One of the things I'm constantly baffled by given the growth of data science and analytics is that data modelling isn't treated as a first class concern. It's absolutely fundamental to doing quantitative work efficiently at an organization with any amount of complexity, yet the majority of people in the field seem to be unaware of the concepts.
This ignorance is especially surprising given that it's essentially a solved problem (Kimball), yet if you talk about data modelling, people usually think regression, not schema.
I agree that data modeling is underestimated but it hardly can be considered a solved problem. It is very hard because there are numerous alternative understandings and formal defs of what we mean by data (RM, 00, OR, MD etc.) In additiin, there are several levels of representation (physical, logical, semantic). In real projects, they all are mixed.
I'm guessing that the implication was that Kimball's dimensional modeling techniques (so, in a nutshell, snowflake and star schemata) will get the job done in almost any case.
I'm not sure I would 100% agree with that - e.g., denormalization, while useful for many things, isn't always your best option. But I would say that that there are a lot of tools in the box, and that is absolutely one of the critical ones to know.
> denormalization, while useful for many things, isn't always your best option.
From my view, it is generally not a good option for cases it wasn't designed for, an example being non-analytical reporting. If you are running operational support, getting the source data immediately and aggregating/displaying can be more helpful than modeling for analytics workloads. The line between these is blurred in most orgs. To the OPs point, data modeling seems like a sidenote in most analytical discussions. You can accomplish a lot using the star model which is essentially:
Prepare things to be fast by sorting them into proper groups (fact/dim/bridge)
Rely on ints
Store atomic data
Provide summaries/aggregates
Model after the questions you ask; not the system it comes from
I think Kimball's approach stumbles a bit because it needs bitemporalism to rescue it from its own temporal hackery.

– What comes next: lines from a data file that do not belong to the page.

PR #73, opened 2018-04-28
Refactor CoreMenus

Xerus2000:
WIP - I want to avoid the verbosity and repetitions of the previous syntax and add some items


sghpjuikit:
What is the status of this PR?

Xerus2000:
Still broken, but I'll work on it when I have time.

src/sp/it/pl/util/file/Util.kt
```diff
@@ -33,6 +33,9 @@ val File.nameOrRoot: String get() = name.takeUnless { it.isEmpty() } ?: toString
 // TODO: does not work for directories with '.'
 val File.nameWithoutExtensionOrRoot: String get() = nameWithoutExtension.takeUnless { it.isEmpty() } ?: toString()
 
+val File.isPlayable
+    get() = AudioFileFormat.of(toURI()).isSupported(AudioFileFormat.Use.PLAYBACK)
```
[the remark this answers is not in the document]
Xerus2000: But the contextmenu needs the `isPlayable` property to generate extra entries where appropriate, so it needs to be accessible. We could rename it to something like `isMusic`, but this method might also be required for implementing some widgets in the future.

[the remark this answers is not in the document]
sghpjuikit: isMusic makes no sense here as it is a general concept. It needs to be isPlayable, where playability means exactly 'can be played by this application'. Considering the utils as a mere dependency, possibly shared in other projects, isPlayable has no right to exist there.

Question now becomes whether it should be a service method isPlayable(file) or an extension method defined somewhere in the project. The problem with the former is the annoying way this is invoked (not on the instance of a File but the service itself), the problem with latter the hidden fact that this method only works in the context of the application. Well, since there is no dependence on application state, it can be a top level function and hence an extension function.

But there may not be only single isPlayable() concept in an application, which again raises the question how much does an application-scope concept like isPlayable make sense as an extension method. The truth is not a whole lot.

An alternative would be to have this check provided as 'Item -> Boolean' by the service (some PlaybackManager or something), perhaps even just in companion object to allow 'static import', so the call would then become some form of file.let(isPlayable).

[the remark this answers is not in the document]
sghpjuikit: One of the reasons the utils is tightly coupled to the core module are these application util methods and general purpose methods mixed up together in the utils. This is not a coincidence however, the utils were never intended to be taken out of the project. Until now. Separating them now involves identifying all of the application scoped functionality and moving it back to application-util.

This would increase fragmentation of the code base, which is why I was against the decoupling in the first place.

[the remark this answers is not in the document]
sghpjuikit: As we agreed, we leave isPlayable where you put it and the issue will be taken care of in the future along mime types and file format handling in general

Xerus2000:
Current problem: MenuItems with subitems do not show up. Everything else seems fine.

Xerus2000:
Got that, was a dumb mistake. The "File" menu with its submenus still fails to show up though.

sghpjuikit:
Do you want me to land a hand? I do have other things to work on, but if you need me to check the code I do not mind.

Xerus2000:
Yep, I have pushed the changes and added a TODO at the relevant position. How can I test the `addMany` for files though? I am not able to select multiple files in the DirViewer.

sghpjuikit:
It's been a while since I did anything relevant in the class so I'm out of loop and cant even reply to you without taking a look at your code. Sorry. I will, once I do that.

Xerus2000:
You do not have to go into the code for that. I just want to know in which widget I can select multiple files at once and invoke the contextmenu on them.

sghpjuikit:
I'll take a look once I push my local changes.

src/sp/it/pl/audio/playlist/Playlist.java
```diff
@@ -369,7 +369,24 @@ public void updateItems() {
 		updateItems(this);
 	}
 
-	/******************************************************************************/
+/* ------------------------------------------------------------------------------------------------------------------ */
+
+	/** Plays given URI by searching for an existing PlaylistItem with that URI or adding it as a new Item */
+	public void playUri(URI uri) {
```
sghpjuikit: These methods should take Item (which is based on the URI) as parameter. Optionally convenience methods for URI and other types could be introduced. But the URI is low level, Item is domain representation of the song. Which reminds me I should really rename the Item to Song...

I will accept it as is and take care of it in the future refactoring.

src/sp/it/pl/gui/objects/contextmenu/ImprovedContextMenu.kt
```diff
@@ -103,34 +110,53 @@ class ContextMenuItemSuppliers {
...
+                    .flatMap { it(contextMenu, contextMenu.value) }
         } else {
             sequenceOf()
         }
         return items1+itemsN
     }
+
+}
+
+class ContextMenuBuilder<T>(val contextMenu: ImprovedContextMenu<*>, val selected: T): ArrayList<MenuItem>() {
```
sghpjuikit: Composition over inheritance. It seems I will keep saying this until my final days...

This makes ContextMenuBuilder inherit and blatantly expose all of ArrayList API, which is very bad.

src/sp/it/pl/gui/objects/contextmenu/ImprovedContextMenu.kt
```diff
@@ -103,34 +110,53 @@ class ContextMenuItemSuppliers {
...
+    fun <T: Any> add(type: Class<T>, items: ContextMenuBuilder<T>.() -> Unit) {
+        mSingle.accumulate(type) { menu, item ->
+            ContextMenuBuilder(menu, item as T).also { items(it) }.asSequence()
+        }
     }
 
     @Suppress("UNCHECKED_CAST")
-    fun <T: Any> addMany(type: Class<T>, items: (ImprovedContextMenu<*>, Collection<T>) -> Sequence<MenuItem>) {
-        mMany.accumulate(type, items as ItemsSupply)
+    fun <T: Any> addMany(type: Class<T>, items: ContextMenuBuilder<Collection<T>>.() -> Unit) {
```
sghpjuikit: This should now be inlined.

sghpjuikit: Except it can not due to non local returns hmmm. I see I see. That makes sense but still I figure there must be some way...

src/sp/it/pl/gui/objects/contextmenu/ImprovedContextMenu.kt
Xerus2000: Well, I first did composition, but why not inheritance? The Builder is just a convenient way of assembling a Collection of Menutems, do it basically is a collection.

src/sp/it/pl/core/CoreMenus.kt
```diff
@@ -51,177 +49,134 @@ class CoreMenus: Core {
...
-                                    val success = file.copyRecursively(nf, false) { f, e ->
-                                        logger.error(e) { "File copy failed" }
-                                        OnErrorAction.SKIP
-                                    }
-                                    if (!success) APP.messagePane.show("File $file copy failed")
-                                }
-                    }
-            )
+        addMany<File> {
+            if (selected.all { it.isPlayable }) {
```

But for a lot of things it works pretty well at what it does. It's useful to have a body of work formed over many years, tested in many demanding scenarios, providing some sort of structured guidance. Twitter and blog posts and random tinkering don't rise to the same level.
This ignorance is especially surprising given that it's essentially a solved problem (Kimball), yet if you talk about data modelling, people usually think regression, not schema.